DIRECTIONS
Go through the records below and copy out every line that contains the word "const".

------------------------------------------------------------------------

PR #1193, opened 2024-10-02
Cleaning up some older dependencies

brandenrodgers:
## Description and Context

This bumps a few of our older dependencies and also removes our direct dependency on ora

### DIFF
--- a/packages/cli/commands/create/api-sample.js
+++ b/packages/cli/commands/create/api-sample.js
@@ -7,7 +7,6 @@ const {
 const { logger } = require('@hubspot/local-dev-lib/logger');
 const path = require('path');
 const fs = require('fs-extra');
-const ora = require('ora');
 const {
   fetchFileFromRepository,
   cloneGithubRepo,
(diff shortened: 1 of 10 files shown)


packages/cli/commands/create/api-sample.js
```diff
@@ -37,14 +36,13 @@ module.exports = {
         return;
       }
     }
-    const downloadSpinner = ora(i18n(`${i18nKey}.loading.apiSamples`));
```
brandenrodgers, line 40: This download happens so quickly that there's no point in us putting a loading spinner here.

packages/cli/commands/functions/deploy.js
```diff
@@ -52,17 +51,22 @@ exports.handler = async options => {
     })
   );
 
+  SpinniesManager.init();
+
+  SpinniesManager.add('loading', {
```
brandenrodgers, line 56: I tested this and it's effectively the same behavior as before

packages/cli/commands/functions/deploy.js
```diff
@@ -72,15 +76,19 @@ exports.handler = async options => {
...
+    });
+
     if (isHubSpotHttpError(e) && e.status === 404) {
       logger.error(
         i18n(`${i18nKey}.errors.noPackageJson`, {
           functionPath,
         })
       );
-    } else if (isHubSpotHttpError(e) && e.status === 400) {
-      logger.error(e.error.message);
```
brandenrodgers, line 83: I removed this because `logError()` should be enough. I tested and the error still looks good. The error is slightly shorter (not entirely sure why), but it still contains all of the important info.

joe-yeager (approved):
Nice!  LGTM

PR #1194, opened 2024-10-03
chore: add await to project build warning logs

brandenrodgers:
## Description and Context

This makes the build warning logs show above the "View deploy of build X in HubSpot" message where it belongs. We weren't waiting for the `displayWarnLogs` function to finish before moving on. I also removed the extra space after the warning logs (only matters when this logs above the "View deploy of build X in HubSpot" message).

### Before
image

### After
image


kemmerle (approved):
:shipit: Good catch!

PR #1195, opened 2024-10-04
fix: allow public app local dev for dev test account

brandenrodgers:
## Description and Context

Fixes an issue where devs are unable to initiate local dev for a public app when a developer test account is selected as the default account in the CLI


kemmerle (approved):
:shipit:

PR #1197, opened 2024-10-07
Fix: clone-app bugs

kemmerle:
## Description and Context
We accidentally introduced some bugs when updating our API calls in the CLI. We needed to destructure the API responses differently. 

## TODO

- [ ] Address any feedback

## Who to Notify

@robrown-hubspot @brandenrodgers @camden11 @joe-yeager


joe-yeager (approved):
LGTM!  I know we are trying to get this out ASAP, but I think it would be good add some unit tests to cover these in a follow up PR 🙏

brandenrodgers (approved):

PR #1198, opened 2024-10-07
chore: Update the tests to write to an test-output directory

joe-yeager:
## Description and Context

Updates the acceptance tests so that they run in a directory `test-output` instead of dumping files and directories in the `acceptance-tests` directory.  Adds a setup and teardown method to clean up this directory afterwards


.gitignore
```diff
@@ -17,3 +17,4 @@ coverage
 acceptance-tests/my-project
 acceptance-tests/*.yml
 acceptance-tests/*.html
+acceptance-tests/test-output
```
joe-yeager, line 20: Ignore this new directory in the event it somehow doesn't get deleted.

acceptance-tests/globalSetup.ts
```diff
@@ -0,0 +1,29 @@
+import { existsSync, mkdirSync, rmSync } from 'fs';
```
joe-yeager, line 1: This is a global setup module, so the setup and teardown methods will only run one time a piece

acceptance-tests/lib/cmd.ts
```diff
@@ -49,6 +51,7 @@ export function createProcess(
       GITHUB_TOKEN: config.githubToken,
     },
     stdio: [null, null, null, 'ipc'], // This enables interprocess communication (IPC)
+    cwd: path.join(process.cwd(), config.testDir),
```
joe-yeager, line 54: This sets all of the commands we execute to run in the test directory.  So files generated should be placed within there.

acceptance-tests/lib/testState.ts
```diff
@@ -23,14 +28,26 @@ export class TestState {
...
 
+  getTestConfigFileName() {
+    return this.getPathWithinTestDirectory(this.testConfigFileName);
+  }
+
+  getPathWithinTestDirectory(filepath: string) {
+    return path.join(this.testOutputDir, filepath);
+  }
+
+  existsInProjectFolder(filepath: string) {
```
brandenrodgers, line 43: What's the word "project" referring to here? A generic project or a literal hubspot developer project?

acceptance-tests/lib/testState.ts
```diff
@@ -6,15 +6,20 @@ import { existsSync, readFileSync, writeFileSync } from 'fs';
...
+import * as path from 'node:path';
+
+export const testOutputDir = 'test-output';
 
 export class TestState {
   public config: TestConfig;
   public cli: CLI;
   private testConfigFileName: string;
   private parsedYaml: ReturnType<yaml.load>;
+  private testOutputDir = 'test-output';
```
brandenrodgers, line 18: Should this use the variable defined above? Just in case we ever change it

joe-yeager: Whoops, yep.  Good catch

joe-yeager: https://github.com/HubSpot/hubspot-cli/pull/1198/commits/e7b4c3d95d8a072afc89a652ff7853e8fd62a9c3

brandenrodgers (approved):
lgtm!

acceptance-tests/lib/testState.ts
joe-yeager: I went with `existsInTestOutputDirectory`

------------------------------------------------------------------------

COMPLETED TASK
@@ -7,7 +7,6 @@ const {
 const { logger } = require('@hubspot/local-dev-lib/logger');
 const path = require('path');
 const fs = require('fs-extra');
-const ora = require('ora');
 const {
-    const downloadSpinner = ora(i18n(`${i18nKey}.loading.apiSamples`));
+export const testOutputDir = 'test-output';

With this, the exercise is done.